GOAL OF THE EXERCISE = Scan the lines below for the word "easily". Copy each line you find it in.

Records from a dataset =
########
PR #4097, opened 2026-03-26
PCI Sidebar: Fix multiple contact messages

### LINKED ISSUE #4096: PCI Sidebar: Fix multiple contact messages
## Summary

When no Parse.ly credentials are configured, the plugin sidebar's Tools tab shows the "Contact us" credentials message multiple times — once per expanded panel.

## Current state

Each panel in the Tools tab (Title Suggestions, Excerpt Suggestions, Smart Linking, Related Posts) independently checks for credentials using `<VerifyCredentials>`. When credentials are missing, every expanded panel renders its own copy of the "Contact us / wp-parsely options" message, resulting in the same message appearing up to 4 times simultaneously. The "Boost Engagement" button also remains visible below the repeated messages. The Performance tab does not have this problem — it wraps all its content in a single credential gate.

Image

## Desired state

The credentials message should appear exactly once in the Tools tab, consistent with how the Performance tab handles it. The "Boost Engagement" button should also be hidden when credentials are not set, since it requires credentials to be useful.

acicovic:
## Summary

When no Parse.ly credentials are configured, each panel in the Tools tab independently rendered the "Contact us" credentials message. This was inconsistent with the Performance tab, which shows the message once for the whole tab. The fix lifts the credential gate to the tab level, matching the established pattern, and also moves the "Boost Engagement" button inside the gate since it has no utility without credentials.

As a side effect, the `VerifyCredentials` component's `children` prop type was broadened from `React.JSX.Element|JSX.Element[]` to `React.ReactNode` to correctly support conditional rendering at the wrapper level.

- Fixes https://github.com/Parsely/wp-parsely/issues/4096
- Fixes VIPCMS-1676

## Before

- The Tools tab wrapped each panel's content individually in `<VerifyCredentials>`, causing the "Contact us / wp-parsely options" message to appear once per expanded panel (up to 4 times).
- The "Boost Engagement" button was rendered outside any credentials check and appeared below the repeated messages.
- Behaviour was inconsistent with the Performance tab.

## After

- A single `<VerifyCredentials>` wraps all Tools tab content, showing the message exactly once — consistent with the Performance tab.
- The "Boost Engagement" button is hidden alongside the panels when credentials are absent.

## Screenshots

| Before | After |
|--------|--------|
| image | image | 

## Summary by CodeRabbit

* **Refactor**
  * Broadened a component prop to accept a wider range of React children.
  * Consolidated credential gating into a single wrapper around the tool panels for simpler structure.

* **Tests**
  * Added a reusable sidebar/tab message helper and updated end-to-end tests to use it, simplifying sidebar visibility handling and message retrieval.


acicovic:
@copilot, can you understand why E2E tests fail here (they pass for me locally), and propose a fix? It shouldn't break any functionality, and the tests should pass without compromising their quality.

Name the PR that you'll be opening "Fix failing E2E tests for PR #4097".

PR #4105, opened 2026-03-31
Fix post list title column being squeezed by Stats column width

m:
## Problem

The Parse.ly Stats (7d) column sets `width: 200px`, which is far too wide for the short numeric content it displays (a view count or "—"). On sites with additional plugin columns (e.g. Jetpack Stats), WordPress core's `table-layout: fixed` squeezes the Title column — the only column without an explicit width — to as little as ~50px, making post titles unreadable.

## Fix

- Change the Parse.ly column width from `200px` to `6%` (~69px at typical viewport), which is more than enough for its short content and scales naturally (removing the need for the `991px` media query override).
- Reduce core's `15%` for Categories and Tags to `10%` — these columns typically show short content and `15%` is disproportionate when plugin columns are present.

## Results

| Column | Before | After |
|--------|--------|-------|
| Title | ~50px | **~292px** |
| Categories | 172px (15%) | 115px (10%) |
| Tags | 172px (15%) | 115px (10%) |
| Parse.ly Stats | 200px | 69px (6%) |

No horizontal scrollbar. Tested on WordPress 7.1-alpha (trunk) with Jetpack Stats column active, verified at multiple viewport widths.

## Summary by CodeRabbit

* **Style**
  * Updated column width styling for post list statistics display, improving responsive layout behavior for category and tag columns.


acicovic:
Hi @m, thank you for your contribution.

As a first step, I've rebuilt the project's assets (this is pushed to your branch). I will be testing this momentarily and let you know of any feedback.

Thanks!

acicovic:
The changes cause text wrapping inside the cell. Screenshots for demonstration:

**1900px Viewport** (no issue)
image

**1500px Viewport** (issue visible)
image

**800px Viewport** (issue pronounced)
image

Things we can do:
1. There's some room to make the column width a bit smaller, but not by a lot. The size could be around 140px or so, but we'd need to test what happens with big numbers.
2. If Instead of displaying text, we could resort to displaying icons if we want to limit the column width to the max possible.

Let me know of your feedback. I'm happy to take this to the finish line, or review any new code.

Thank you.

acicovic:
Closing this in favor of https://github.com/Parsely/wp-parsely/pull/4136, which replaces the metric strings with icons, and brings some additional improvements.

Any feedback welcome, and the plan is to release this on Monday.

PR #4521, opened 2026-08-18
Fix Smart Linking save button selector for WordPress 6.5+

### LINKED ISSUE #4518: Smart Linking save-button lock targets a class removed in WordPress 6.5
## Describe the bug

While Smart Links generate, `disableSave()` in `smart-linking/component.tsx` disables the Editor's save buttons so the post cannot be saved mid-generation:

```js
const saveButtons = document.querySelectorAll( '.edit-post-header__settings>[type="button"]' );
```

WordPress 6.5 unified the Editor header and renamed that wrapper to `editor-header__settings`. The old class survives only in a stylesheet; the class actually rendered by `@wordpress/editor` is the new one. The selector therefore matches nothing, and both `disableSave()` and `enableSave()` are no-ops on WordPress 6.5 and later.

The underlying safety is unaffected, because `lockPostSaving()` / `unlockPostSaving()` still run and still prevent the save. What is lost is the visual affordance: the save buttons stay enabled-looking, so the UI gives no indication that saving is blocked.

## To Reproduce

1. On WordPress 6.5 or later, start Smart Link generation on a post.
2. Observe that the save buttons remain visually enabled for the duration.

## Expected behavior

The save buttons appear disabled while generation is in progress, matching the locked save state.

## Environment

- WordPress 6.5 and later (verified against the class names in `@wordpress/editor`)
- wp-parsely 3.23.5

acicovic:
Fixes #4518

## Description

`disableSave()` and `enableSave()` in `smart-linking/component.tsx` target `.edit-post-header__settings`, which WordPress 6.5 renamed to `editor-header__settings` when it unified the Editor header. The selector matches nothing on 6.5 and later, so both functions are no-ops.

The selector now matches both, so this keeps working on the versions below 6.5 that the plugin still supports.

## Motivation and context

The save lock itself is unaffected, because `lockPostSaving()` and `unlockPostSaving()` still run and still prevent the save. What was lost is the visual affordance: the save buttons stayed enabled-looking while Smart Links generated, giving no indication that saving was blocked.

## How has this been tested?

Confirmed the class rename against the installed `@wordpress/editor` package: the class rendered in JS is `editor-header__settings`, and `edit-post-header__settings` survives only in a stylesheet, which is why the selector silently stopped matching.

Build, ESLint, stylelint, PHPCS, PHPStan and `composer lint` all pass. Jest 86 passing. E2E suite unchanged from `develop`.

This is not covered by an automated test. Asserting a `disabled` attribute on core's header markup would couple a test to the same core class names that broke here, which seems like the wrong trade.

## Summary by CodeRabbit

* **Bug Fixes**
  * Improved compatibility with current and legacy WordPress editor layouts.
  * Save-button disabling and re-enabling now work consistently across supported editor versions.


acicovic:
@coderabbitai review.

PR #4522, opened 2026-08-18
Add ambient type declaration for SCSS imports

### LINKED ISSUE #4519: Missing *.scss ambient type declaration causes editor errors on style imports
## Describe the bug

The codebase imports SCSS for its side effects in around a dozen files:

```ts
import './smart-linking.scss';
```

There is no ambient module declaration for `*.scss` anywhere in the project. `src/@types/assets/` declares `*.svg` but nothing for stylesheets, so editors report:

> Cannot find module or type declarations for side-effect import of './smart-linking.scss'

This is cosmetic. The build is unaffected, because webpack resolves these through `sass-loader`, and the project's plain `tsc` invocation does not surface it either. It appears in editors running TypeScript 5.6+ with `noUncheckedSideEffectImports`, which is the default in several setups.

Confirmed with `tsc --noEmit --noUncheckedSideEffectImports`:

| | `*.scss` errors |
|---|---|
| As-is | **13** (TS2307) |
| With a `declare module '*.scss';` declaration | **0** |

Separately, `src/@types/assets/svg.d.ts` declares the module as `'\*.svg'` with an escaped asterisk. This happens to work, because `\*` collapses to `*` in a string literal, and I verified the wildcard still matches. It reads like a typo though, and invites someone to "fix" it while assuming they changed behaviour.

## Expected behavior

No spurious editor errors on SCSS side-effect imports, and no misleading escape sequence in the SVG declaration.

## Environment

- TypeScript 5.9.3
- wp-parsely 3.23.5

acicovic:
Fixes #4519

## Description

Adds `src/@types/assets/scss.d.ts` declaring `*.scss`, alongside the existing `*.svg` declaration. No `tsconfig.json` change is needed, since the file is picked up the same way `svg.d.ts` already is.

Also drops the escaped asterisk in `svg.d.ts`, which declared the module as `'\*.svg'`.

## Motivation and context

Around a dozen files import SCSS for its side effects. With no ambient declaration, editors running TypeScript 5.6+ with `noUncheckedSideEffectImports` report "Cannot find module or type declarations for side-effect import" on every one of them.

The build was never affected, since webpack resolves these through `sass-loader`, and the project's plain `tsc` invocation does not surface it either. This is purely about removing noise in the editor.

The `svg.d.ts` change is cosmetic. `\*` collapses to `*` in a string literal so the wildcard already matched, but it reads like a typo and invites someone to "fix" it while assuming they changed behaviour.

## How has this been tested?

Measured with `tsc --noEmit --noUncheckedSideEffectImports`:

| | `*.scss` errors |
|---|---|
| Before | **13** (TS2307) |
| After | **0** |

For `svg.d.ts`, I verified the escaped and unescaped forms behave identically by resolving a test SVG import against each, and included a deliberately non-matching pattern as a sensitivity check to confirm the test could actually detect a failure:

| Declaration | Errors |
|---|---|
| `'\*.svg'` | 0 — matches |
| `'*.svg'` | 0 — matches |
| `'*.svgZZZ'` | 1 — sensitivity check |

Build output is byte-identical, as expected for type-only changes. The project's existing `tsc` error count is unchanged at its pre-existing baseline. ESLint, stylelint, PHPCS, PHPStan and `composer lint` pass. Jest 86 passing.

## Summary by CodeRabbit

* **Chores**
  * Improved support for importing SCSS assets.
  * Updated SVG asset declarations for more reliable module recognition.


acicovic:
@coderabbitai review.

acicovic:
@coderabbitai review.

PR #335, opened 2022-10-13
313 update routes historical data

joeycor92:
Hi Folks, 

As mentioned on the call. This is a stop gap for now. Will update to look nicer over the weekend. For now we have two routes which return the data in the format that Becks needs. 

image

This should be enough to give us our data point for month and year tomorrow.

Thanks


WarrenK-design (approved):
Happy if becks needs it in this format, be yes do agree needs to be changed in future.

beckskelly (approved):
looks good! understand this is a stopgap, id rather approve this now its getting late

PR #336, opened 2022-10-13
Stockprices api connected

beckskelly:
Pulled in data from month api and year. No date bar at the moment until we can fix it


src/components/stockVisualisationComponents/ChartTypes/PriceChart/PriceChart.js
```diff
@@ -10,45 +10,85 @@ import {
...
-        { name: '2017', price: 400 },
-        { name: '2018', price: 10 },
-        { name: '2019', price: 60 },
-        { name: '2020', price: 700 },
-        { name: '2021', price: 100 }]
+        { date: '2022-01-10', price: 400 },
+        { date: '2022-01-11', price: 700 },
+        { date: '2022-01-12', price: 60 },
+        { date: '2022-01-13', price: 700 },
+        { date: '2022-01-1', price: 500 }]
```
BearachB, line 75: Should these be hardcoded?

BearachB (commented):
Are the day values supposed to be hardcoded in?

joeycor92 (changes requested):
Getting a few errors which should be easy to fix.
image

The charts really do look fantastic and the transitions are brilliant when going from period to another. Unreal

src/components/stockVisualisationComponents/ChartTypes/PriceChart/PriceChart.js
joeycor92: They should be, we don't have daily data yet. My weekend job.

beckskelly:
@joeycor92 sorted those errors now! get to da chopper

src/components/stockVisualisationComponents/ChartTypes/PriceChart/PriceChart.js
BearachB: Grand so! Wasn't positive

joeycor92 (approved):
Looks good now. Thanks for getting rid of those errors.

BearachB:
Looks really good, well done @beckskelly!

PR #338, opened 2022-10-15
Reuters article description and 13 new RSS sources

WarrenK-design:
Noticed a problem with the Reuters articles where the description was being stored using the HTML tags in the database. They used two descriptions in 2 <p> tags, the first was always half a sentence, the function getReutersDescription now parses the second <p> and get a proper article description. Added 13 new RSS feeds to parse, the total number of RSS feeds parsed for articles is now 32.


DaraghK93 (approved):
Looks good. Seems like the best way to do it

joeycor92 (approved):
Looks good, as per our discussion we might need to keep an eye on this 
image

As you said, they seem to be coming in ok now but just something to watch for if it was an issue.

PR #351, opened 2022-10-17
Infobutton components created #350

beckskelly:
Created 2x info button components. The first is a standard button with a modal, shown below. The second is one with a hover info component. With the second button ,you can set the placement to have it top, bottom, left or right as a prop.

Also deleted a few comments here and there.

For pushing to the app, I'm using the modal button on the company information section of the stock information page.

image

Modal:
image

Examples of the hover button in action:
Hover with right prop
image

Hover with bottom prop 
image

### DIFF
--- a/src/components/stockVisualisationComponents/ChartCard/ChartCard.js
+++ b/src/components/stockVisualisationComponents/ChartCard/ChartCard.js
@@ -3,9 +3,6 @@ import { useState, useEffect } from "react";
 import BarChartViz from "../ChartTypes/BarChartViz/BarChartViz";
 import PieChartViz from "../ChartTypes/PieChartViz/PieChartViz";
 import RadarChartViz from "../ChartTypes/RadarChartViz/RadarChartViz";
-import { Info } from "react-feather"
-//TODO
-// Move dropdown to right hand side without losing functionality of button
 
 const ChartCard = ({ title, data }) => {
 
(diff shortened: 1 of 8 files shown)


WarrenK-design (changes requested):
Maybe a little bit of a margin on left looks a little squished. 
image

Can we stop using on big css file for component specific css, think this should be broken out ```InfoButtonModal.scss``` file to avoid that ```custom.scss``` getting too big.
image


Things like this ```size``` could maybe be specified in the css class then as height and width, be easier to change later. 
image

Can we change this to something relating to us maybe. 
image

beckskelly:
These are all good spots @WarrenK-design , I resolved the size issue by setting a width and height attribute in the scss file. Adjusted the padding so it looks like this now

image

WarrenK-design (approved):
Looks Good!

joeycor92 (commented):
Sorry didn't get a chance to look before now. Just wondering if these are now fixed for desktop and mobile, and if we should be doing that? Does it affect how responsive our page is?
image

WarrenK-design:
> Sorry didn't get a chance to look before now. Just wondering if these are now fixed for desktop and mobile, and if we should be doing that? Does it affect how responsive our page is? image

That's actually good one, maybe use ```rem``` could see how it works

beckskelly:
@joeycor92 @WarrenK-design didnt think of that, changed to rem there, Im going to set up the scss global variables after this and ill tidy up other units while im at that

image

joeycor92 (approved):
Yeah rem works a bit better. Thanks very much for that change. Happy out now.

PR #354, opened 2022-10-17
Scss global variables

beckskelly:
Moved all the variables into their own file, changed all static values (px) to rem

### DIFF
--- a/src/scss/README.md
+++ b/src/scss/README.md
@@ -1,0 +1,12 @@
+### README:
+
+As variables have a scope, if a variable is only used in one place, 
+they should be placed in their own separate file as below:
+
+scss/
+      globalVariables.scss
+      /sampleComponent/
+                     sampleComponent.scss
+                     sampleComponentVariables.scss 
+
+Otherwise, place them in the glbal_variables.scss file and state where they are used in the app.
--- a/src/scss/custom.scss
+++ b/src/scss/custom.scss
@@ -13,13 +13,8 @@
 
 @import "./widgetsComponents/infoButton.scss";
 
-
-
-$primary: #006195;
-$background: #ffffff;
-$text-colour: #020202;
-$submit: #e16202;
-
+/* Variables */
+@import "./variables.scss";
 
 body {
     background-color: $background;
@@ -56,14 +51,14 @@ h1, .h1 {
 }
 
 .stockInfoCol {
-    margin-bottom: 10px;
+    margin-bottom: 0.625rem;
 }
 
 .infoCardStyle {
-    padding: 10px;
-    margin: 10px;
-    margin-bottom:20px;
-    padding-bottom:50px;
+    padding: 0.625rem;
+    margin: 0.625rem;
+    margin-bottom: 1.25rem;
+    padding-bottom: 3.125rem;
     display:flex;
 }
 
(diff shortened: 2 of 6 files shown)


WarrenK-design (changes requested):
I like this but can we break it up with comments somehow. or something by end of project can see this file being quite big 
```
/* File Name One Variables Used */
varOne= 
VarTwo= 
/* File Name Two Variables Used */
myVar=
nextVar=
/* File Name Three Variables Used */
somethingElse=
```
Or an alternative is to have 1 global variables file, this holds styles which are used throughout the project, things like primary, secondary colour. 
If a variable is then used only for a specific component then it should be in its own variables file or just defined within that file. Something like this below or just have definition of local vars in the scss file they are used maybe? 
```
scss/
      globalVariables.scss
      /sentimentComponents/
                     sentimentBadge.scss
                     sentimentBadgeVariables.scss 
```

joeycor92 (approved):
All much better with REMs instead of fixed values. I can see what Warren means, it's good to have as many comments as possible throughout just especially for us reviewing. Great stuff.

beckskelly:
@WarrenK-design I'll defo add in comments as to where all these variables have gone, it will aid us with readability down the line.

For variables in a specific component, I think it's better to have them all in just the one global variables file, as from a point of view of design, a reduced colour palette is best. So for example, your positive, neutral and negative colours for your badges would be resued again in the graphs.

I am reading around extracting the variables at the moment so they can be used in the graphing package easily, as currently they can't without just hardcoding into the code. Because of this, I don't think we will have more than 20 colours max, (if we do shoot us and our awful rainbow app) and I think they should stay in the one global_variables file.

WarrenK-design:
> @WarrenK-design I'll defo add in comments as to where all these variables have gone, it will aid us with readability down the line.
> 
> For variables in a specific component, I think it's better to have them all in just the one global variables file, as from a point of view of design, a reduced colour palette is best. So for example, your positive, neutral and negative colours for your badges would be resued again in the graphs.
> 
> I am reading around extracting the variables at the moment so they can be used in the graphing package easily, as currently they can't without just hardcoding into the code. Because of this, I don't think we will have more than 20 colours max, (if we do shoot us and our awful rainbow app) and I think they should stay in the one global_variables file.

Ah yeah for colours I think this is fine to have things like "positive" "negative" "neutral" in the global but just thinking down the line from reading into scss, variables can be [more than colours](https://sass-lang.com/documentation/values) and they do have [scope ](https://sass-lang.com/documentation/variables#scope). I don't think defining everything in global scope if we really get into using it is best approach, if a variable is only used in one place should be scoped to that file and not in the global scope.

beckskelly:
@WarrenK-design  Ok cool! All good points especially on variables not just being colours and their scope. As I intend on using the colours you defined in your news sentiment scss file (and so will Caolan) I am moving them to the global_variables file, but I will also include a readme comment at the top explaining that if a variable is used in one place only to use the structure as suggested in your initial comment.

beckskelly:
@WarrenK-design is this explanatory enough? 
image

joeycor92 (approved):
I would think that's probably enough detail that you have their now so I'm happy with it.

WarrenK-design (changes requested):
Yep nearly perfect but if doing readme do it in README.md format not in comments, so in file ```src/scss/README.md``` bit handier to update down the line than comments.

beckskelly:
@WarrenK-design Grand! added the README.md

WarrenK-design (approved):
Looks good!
########
TASK OUTPUT =
I am reading around extracting the variables at the moment so they can be used in the graphing package easily, as currently they can't without just hardcoding into the code. Because of this, I don't think we will have more than 20 colours max, (if we do shoot us and our awful rainbow app) and I think they should stay in the one global_variables file.
> I am reading around extracting the variables at the moment so they can be used in the graphing package easily, as currently they can't without just hardcoding into the code. Because of this, I don't think we will have more than 20 colours max, (if we do shoot us and our awful rainbow app) and I think they should stay in the one global_variables file.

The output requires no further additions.